I really love the addition of corvettes to NMS. I was literally thinking about re-installing Starfield, partially to play with ship creation, when this update came out. Needless to say, I did not re-install Starfield (maybe some day).
I have to wonder what the long-term impact will be to the game, and whether and how Hello Games will address it. In many ways having even a barebones corvette is better than Exocraft and even regular ships.
For example, you can get out of the pilot seat, use your visor to find and mark what you're after, fly there, and beam down without landing. It's an overall more optimized experience than what you can do with a ship or Exocraft. Will they bother to address this or just allow ships and Exocrafts to become more vestigial?
The main hurdle is having enough units to buy parts or a Terrain Modifier to grind for scrap. Expeditions tend to begin with providing you a ship that you typically have to repair. The level of effort depends on the expedition nature and storyline. Will future expeditions avoid going to systems with Salvageable Scrap to prevent players from just making a corvette?
Not being able to use regular landing pads is an annoyance. I tend to make bases in caves and more than once I've teleported to a base only to find my corvette spawned in, partially underground and embedded in the dirt as opposed to spawned on a landing pad like a regular ship would. Will they eventually deal with it like they did with Space Stations, Freighters, and the Anomaly? Admittedly, I think how they handled landing on Freighters feels a little cheap and awkward, but it's an easy solution to the problem.
Given the procedural nature of the game, a big part of the NMS community has been centered around finding that "perfect" ship, multi-tool, and companion, which is why we have communities like !nmsglyphexchange@lemmy.world on Lemmy and Reddit. While I don't think that focus will completely go away, will the community shift from finding the perfect ship to building the perfect ship, which is similar to the Starfield community?

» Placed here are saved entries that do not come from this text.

Issue #5249, opened 2014-08-05
Nokia Lumia 928 + IE Mobile 11


tzi:
Hi Piwik team!

The IE Mobile team [has announced a new UA](http://blogs.msdn.com/b/ie/archive/2014/07/31/the-mobile-web-should-just-work-for-everyone.aspx) that simulate an iPhone:

    Mozilla/5.0 (Mobile; Windows Phone 8.1; Android 4.0; ARM; Trident/7.0; Touch; rv:11.0; IEMobile/11.0; NOKIA; Lumia 928) like iPhone OS 7_0_3 Mac OS X AppleWebKit/537 (KHTML, like Gecko) Mobile Safari/537

So I tried it with our new device-detector:

    os:
      name: Android
      short_name: AND
      version: 4.0
    client:
      type: browser
      name: IE Mobile
      short_name: IM
      version: 11.0
    device:
      type: smartphone
      brand: NK
      model: Lumia 928
    os_family: Android
    browser_family: Internet Explorer

The problem is actually not about the browser, but the OS that should be an Windows Phone.

Cheers,  
Thomas.

nickurt:
Isn't it possible to do something with 'a priority'?, 

When moving the 'Windows Mobile/Phone' regexes (oss.yml) just above the Android regexes it will return the correct information, with no tests failing ...

```
array(5) {
  ["type"]=>
  string(7) "browser"
  ["name"]=>
  string(9) "IE Mobile"
  ["short_name"]=>
  string(2) "IM"
  ["version"]=>
  string(4) "11.0"
  ["engine"]=>
  string(7) "Trident"
}
array(3) {
  ["name"]=>
  string(13) "Windows Phone"
  ["short_name"]=>
  string(3) "WPH"
  ["version"]=>
  string(3) "8.1"
}
int(1)
string(2) "NK"
string(9) "Lumia 928"
```

- - - 
Just added this as new test

```
-
  user_agent: Mozilla/5.0 (Mobile; Windows Phone 8.1; Android 4.0; ARM; Trident/7.0; Touch; rv:11.0; IEMobile/11.0; NOKIA; Lumia 928) like iPhone OS 7_0_3 Mac OS X AppleWebKit/537 (KHTML, like Gecko) Mobile Safari/537
  os:
    name: Windows Phone
    short_name: WPH
    version: 8.1
```

I can do a pull requests if needed...

PR #5294, opened 2015-01-01
Support for the new UA of Windows Phone 8.1 to simulate an iPhone

nickurt:
See #5249


sgiehl:
Thanks for the PR. I will merge it. Hope there won't be too many of those ugly UAs, as we might run into trouble trying to adjust detection for every one.

PR #5295, opened 2015-01-01
Ignore memcache tests when the extension is not loaded ..

nickurt:


sgiehl:
I'll merge it for the next release. But in 3.0 the caching stuff will be replaced with doctrine/cache or something similar.

PR #5297, opened 2015-01-09
Update DeviceDetector VERSION to 2.8

xavren:


sgiehl:
already working on 3.0. So updating to 2.8 on master is too late

PR #5305, opened 2015-01-26
Add detection of WeChat and Weibo apps

mexon:
Hi,

I want to use piwik to replace Baidu analytics.  But it's not much use for a predominantly Chinese website because it doesn't detect WeChat.  These days we're finding our website gets over 50% of incoming hits from WeChat.

I don't have much idea what I'm doing here, or what schema you have in mind for short_name.  But this seems like a start.


sgiehl:
Thanks for you PR. Adding detection for WeChat and Weibo apps is nice. There is no need to introduce short codes for mobile apps. They are kind of legacy for browsers and maybe os aswell. Please revert your changes to ```Parser/Client/MobileApp.php``` and remove the short codes from the tests, where they don't apply.

mexon:
OK, I've taken away the short codes.  I'm using Piwik 2.10.0 and I was hoping to have nice logos for WeChat and Weibo, which seems to depend on short codes.  But no problem, I can hack up my own Piwik until these changes make it back downstream.

sgiehl:
Sad to say that, but piwik currently is not able to handle detected mobile apps. It's only showing the browsers. There is an open ticket for that. But it will take a while to implement it.

PR #5308, opened 2015-01-29
galaxy note detections

helbling:
see commit messages


sgiehl:
THX for the PR. Could you please fix the existing tests and maybe add some new tests for Galaxy Note 4 devices if you have some example useragents?

helbling:
done, fixed old tests and added tests for the new UA strings

PR #5312, opened 2015-02-10
Add QQ browser

mexon:
QQ Browser is a somewhat popular browser in China.

### DIFF
--- a/Parser/Client/Browser.php
+++ b/Parser/Client/Browser.php
@@ -115,6 +115,7 @@ class Browser extends ClientParserAbstract
         'PW' => 'Palm WebPro',
         'PX' => 'Phoenix',
         'PO' => 'Polaris',
+        'QQ' => 'QQ Browser',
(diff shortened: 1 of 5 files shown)


sgiehl:
Thanks for the PR.
Please add the browser name to the shortcode list in https://github.com/piwik/device-detector/blob/master/Parser/Client/Browser.php#L119
And please add a test at least in https://github.com/piwik/device-detector/blob/master/Tests/Parser/Client/fixtures/browser.yml

mexon:
Ah, turns out adding a test was a good move since the code I had before didn't actually work :-(

sgiehl:
Ok. Looks better now ;)
Another small question? Are you sure QQBrowser uses Gecko engine? The UA examples you added as test cases look more like it uses WebKit. If you are not sure about the enige, just leave it away. DeviceDetector will then try to autodetect (what will result in WebKit in this cases)

PR #5314, opened 2015-02-12
All iPhone submodels (S, C) are capitalized. Update Airness device regex.

peteygao:
I updated the model name for iPhone 5C/5S since the other iPhone versions are already capitalized (`iPhone 4S`, `iPhone 3GS`, etc).

Also I updated the Airness device regex as the headers look something like this:
`AIRNESS-AIR99/REV 2.2.1/Teleca Q03B1`

### DIFF
--- a/regexes/device/mobiles.yml
+++ b/regexes/device/mobiles.yml
@@ -224,10 +224,10 @@ Apple:
       model: 'iPhone 5'
       device: 'smartphone'
     - regex: '(?:Apple-)?iPhone5[C,][34]'
-      model: 'iPhone 5c'
+      model: 'iPhone 5C'
       device: 'smartphone'
     - regex: '(?:Apple-)?iPhone6[C,][12]'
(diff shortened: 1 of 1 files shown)


sgiehl:
Would you please update the tests aswell, and maybe also add a test case for an airness device if you have one.

peteygao:
I don't want to sound like I'm copping out, but I'm not a PHP developer. I'm contributing to a [Ruby port of this project](https://github.com/podigee/device_detector/pull/2) and I'm going through the Regexes and simply posting upstream the fixes/changes I'm making downstream.

I don't know how I'd run PHP tests even if I do make modifications to them. I'm happy to learn if there's a simple way to set up PHP and the required testing frameworks.

I also do not have an Airness device, however I did find some online examples for Airness device user agents (which is where I got that UA from).

sgiehl:
Ok. No problem. I'll fix the tests after merging

PR #5322, opened 2015-03-17
Move NetCast regex from mobiles to televisions

iagooar:
I have discovered, that NetCast detection is partially done through the `mobiles` regexes, instead of `televisions`. I have merged both regexes in `televisions.yml`


yagooar:
BTW, shouldn't the device name actually be `LG`?

sgiehl:
Sorry, that can't be simply moved. The televisions.yml is only parsed for devices having "HbbTV/X.X" within the useragent. That is done to speed up the detection as otherwise all detections would be done.

PR #5335, opened 2015-04-18
Merge pull request #1 from piwik/master

everleek:
合并官方


sgiehl:
Not sure what you aimed with that pull request, but there are no changes in it...

PR #5339, opened 2015-04-21
addition of the Qooq tablet

matt-kv:
I found ua's for this tablet in my logs. Therefore I'm submitting a regex for detection and a test ua.


sgiehl:
Please also add a short code for that brand in https://github.com/piwik/device-detector/blob/master/Parser/Device/DeviceParserAbstract.php#L259
Afterwards you also need to put that in the test fixture

PR #5345, opened 2015-05-14
Add Kodi (XBMC after version 14)

zenermerps:
Added the Kodi mediaplayer to the list, which is XBMC that was renamed for version 14.0.

### DIFF
--- a/regexes/client/mediaplayers.yml
+++ b/regexes/client/mediaplayers.yml
@@ -65,6 +65,10 @@
   name: 'XBMC'
   version: '$1'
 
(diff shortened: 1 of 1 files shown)


sgiehl:
Would you mind adding a test or providing an example useragent to make one?

ToddShepard:
Of course, here you go: 

```
Kodi/14.0 (Macintosh; Intel Mac OS X 10_10_3) App_Bitness/64 Version/14.0-Git:2014-12-23-ad747d9-dirty
```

It's also possible that Hello Games never really addresses these. After all, NMS is nearly a decade old at this point and many of the new features it's getting are actually a test bed for Light No Fire features. They may not be too concerned with "cleaning up" the overall NMS gameplay.
What are your thoughts?

NMS has kind of a kitchen sink philosophy which is exacerbated by nine years' worth of content additions whereas older content tends not to get addressed and tweaked too much beyond the first initial couple of patches after its release. There have been some exceptions, yes, but generally that's how Hello Games seems to do it.

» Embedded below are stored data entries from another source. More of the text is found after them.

PR #5347, opened 2015-05-17
Improved dectection of Wiko smartphones

matt-kv:
I modified the regexes somewhat, added some models, and substituted a generic naming rule instead of the model-by-model rules.
Unfortunately that means that the resulting model names are often in CAPITALS, so the tests have to be changed accordingly.
If this not ok, specific rules for each model have to be reintroduced, and tests have to be written for each new model.


sgiehl:
You already mentioned the big disadvantage of combining the rules. The model names are not unique anymore. So there might be Highway, HIGHWAY, HighWay or whatever the useragent contains. That means each tool using DeviceDetector needs to handle that correctly.
I know that affects the most general detection rules, but I'm currently not sure how to handle that correctly. Specifying each device name (like for wiko) is one option, but maybe there would be a better one...

matt-kv:
The only thing I can think of is trying to manipulate upper/lowercase in the '$1' in order to normalize them.
In the case of Wiko models, I tried using `ucwords(strtolower('$1'))` but the whole is considered as a string so it doesn't work...

matt-kv:
I don't know php, so I don't know whether this idea (manipulating the contents of the '$1' from within the yml file) is even doable... It's probably better to revert to specific regexes for each model.

sgiehl:
Yes. guess it's better to revert to specific regexes for now. I need to think about a proper solution before merging regexes...

matt-kv:
Ok, I reverted to specific cases for each model and modified the tests accordingly.

matt-kv:
Sorry if it's not totally clear, the changes have been made within this pull request...

sgiehl:
Sorry for the delay. Lgtm now. Merging...

PR #5351, opened 2015-06-03
Added detection for Firefox iOS

tzi:
Hi!

Mozilla chose the UA for Firefox iOS:
https://bugzilla.mozilla.org/show_bug.cgi?id=1147658

Warning, this Firefox is running over WebKit! :)

Cheers,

In order to "address" this, if you want to think of it that way, the game needs a major overhaul to its difficulty curve. Otherwise, we just have to accept the kitchen-sink factor and resign ourselves to the notion that most of the mechanics are in fact completely optional, and they have to be in order to prevent players from getting trounced by combat or the environments if either of those were made tough enough that you outright had to hide in a base or exocraft regularly or hover your freighter over the surface or have your fleet help out in combat or train and maintain your squadron or have your Minotaur on the surface or, or, or... etc. In some ways, I think that's really the game's core groove: You can play it how you want to, and if that includes or excludes using any of the stuff available that's perfectly valid.
For instance, since their very inception I found all of the exocraft except the Nautilus to be utterly useless. Like many things in the game there's a high initial barrier to entry in terms of materials cost and obtaining all the blueprints and upgrades, but then there's no major benefit to their use which offsets how cumbersome they are to deploy, use, and keep fueled. The main problem is that most of the exocraft are excruciatingly slow. It's literally faster to just jetpack-punch all over a planet surface if you need to get anywhere, plus your scanner doesn't work through the canopy glass for some reason so you have to stop to hop in and out all the time to scan things and pick up materials anyway. If there were a major transportation speed boost to offset this hassle it'd be worth it, but there isn't. A player on foot who knows what they're doing can easily outrun even a Nomad. Only the Pilgrim offers anything resembling a reasonable vehicular speed but not out of the box, and by the time you're done upgrading it you may as well just jump in your damn ship and fly to wherever you're going. I mean, donate like three things to the Merchants Guild and space stations just hand you launch fuel for free, even if you don't have a launch auto-charger.
At that rate the only reason to use the exocraft at all is for the sake of completion in fully kitting out all of them just to say you did (and then probably never touch them again) or for self-imposed roleplay purposes.
Time will tell if starships themselves eventually get relegated to this secondary capacity. Other than being marginally slower and less maneuverable than a top of the line fighter or exotic single-seater ship, which is unlikely to be much of a factor for anyone other than maybe doing the pirate ship trench runs, the only other major drawback of a corvette seems to be that it takes approximately seventeen years to complete a docking operation โ especially on the Space Anomaly.
In fact, you can build your corvette to be so versatile it threatens to make your capital ship obsolete, too.
Maybe what the corvettes are now are what starships should have been from the beginning. In any case, I'll bet you
5,000 that nobody is ever touching that stupid build-a-starship panel in the back of the space stations ever again.